Au récent festival Left Of The Dial de Rotterdam, le guitariste du duo canadien New Age Doom a vivement encouragé les spectateurs à porter des protections auditives avant de balancer la sauce. Aucun avertissement cet après-midi mais cela n’a bien évidemment pas empêché la puissance sonore d’abasourdir la Rotonde. Une demi-surprise après avoir vu le batteur violemment tester une à une ses baguettes contre le sol avant le début du concert. Un batteur démonstratif qui cogne à tout-va et passe pas mal de temps autour de son kit. Entre drone, stoner et metal instrumental, les deux gaillards s’octroient même une parenthèse dub via un sample de Lee “Scratch” Perry, issu d’une collaboration enregistrée peu avant sa disparition. Aussi assourdissant qu’ahurissant…
Peu pressés de quitter la scène, ils auront l’occasion d’y revenir à la fin du set de Diana Burkot de Pussy Riot. Rappelez-vous, il s’agit du collectif féministe russe qui avait défrayé la chronique à l’époque en occupant la cathédrale du Christ-Sauveur à Moscou pour une “Punk Prayer” en opposition à Vladimir Poutine. Si douze ans plus tard rien n’a fondamentalement changé au Kremlin, l’esprit rebelle de Diana est quant à lui devenu plus subtil. Au travers de son projet Sweat And Blood (en cours de développement), elle rend hommage à des héros anonymes restés au pays et répondant aux noms de Andrey, Egor ou Milla. Le tout devant des projections plutôt sinistres en total contraste avec son déguisement mi-infirmière mi-Ronald McDonald. Quant à ses compositions, elles s’inspirent autant de Fever Ray que de Björk et, seule sur scène, opte pour la théâtralité… jusqu’à ce que New Age Doom entre dans l’équation. Et là, son esprit punk revient comme par enchantement…
Ceux qui ne connaissaient pas Geordie Greep au moment de rentrer dans l’Orangerie ont bien vite reconnu un timbre de voix familier. Le bonhomme était en effet le chanteur de Black Midi qui avait donné un fantastique concert dédoublé ici-même au moment du Covid. Le groupe désormais en hiatus, son élégant leader a publié début octobre “The New Sound”, un premier album solo partiellement enregistré au Brésil avec des musiciens locaux qui, de prime abord, ne révolutionne pas son approche.
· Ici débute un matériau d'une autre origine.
PR #7624, opened 2021-07-26
minigun buff and resprite

Pariah919:
## About The Pull Request
so the powerpack change basically unagreeably nerfed the minigun even further into the meme level tier it was in
this makes minigun fire at a rate of 0.15, gives it aim mode which gives you near turret level speed even with no armor, and a rpm of 4(5) shots per second in aimed mode

sprite is from ocelot, though i've reclored it 

image

## Why It's Good For The Game
Makes minigun more viable than being a meme fest.

## Changelog
:cl:
balance: minigun has been improved a bit, has 0.15 fire delay from 0.2, and has aim mode with a aim mode fire delay of 0.25, but you move VERY, VERY slowly while aiming.
/:cl:


lbnesquik:
I approve. I would rather have an expensive but strong minigun than a cheap and weak one. That's what the PP bison is for.

TiviPlus (approved):

PR #7631, opened 2021-07-26
Runtimes in gun system fix

BraveMole:
## About The Pull Request

One signal was not unregistered properly, and crashing while firing cause a runtime because the client is null, which can cause the gun to malfunction when reconnecting

## Why It's Good For The Game

No player facing changes

:cl:
fix: fixes some gun runtimes that would render the gun innoperable.
:cl:


SplinterGP (approved):

SplinterGP:
CL, it fixes a bug that causes gun to stop working.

Des passages jazzy complexes couplés à une fibre math-rock alambiquée et des parties expérimentales affluent toujours abondamment. Mais sur scène, l’esprit big band prend le dessus (on retrouve même un contrebassiste à ses côtés) et des arrangements sophistiqués à la Steely Dan ou des rythmes de bossa nova enrichissent un univers nécessitant une certaine ouverture d’esprit. Une exigence à laquelle les amateurs de Black Midi étaient déjà habitués.
L’ultime étape de cette première journée nous conduira au Museum pour le set de Wu-Lu, le projet emmené par Miles Romans-Hopcraft. Pour l’anecdote, il s’agit du frère jumeau de Ben (Childhood, Warmduscher, Insecure Man et plus récemment Miss Tiny aux côtés de Dan Carey). Un talent familial certain qui l’a notamment vu enregistrer “Loggerhead” pour le label Warp, un des albums remarqués de l’année 2022. Son actualité récente réside dans la publication d’un EP, “Learning To Swim On Empty”, caractérisé par des ambiances plombées qui hanteront à merveille l’ancien musée. Le flow du chanteur, très hip-hop au demeurant, se voit magistralement soutenu par une batterie sinistre et une basse oppressante. L’ami Miles se charge également des parties de guitare incendiaires, complétant ainsi un univers prenant à souhait mais aussi terriblement vindicatif.